* **What to work on**
Verbatim, and with nothing else, reproduce the data below from its first line through the line containing "FO is overdue.".

[Stored data entries]
::::
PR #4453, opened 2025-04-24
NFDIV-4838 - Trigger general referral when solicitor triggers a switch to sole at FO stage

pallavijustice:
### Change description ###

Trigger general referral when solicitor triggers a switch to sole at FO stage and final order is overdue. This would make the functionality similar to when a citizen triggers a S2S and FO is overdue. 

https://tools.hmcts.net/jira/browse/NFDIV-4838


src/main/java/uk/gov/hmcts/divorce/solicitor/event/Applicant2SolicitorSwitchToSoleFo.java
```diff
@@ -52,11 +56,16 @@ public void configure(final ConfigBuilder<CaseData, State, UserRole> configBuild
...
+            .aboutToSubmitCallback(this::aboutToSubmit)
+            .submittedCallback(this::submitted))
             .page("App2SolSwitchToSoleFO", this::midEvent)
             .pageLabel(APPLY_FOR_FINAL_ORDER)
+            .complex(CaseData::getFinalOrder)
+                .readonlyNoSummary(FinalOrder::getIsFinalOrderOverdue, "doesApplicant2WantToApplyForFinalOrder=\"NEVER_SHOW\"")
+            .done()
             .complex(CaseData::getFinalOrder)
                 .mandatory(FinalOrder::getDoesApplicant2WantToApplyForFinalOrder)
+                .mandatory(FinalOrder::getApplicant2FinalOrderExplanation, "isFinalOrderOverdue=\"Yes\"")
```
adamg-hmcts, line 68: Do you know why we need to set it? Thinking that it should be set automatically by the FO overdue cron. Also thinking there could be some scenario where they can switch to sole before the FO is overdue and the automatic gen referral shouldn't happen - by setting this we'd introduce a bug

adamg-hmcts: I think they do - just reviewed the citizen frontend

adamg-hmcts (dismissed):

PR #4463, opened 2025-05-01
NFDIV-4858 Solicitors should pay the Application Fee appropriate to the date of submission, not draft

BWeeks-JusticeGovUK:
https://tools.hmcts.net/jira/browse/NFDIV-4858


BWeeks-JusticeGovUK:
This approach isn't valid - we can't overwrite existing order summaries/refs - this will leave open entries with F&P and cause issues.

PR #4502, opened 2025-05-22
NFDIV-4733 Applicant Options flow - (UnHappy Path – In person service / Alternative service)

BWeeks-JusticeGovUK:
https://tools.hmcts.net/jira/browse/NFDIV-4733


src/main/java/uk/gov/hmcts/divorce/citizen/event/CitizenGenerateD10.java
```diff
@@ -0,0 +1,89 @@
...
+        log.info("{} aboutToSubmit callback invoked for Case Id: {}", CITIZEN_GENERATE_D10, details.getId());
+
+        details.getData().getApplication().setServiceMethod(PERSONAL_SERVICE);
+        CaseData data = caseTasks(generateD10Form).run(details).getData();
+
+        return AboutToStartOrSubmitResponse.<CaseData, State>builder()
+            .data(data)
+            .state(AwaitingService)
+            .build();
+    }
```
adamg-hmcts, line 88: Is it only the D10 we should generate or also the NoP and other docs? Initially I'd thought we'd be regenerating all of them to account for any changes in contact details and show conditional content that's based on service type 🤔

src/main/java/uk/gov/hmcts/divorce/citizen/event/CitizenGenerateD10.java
::::
* **Answer box**
PR #4453, opened 2025-04-24
NFDIV-4838 - Trigger general referral when solicitor triggers a switch to sole at FO stage

pallavijustice:
### Change description ###

Trigger general referral when solicitor triggers a switch to sole at FO stage and final order is overdue. This would make the functionality similar to when a citizen triggers a S2S and FO is overdue. 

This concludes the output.